== DATA IN THIS EXERCISE ==
Issue #184, opened 2021-04-16
Clarify usage of addend in R_RISCV_PCREL relocations


PkmX:
The ABI doesn't define how addends in `R_RISCV_PCREL_HI20` and `R_RISCV_PCREL_LO12_[IS]` should be handled. Currently there are discrepancies between ld.bfd and lld:

* ld.bfd: The addend of `PCREL_LO12_[IS]` is ignored when looking up the `PCREL_HI20`, and addends from both parts are added together to form the final address of the symbol:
===
Set down every record above exactly as written.

Issue #184, opened 2021-04-16
Clarify usage of addend in R_RISCV_PCREL relocations


PkmX:
The ABI doesn't define how addends in `R_RISCV_PCREL_HI20` and `R_RISCV_PCREL_LO12_[IS]` should be handled. Currently there are discrepancies between ld.bfd and lld:

* ld.bfd: The addend of `PCREL_LO12_[IS]` is ignored when looking up the `PCREL_HI20`, and addends from both parts are added together to form the final address of the symbol:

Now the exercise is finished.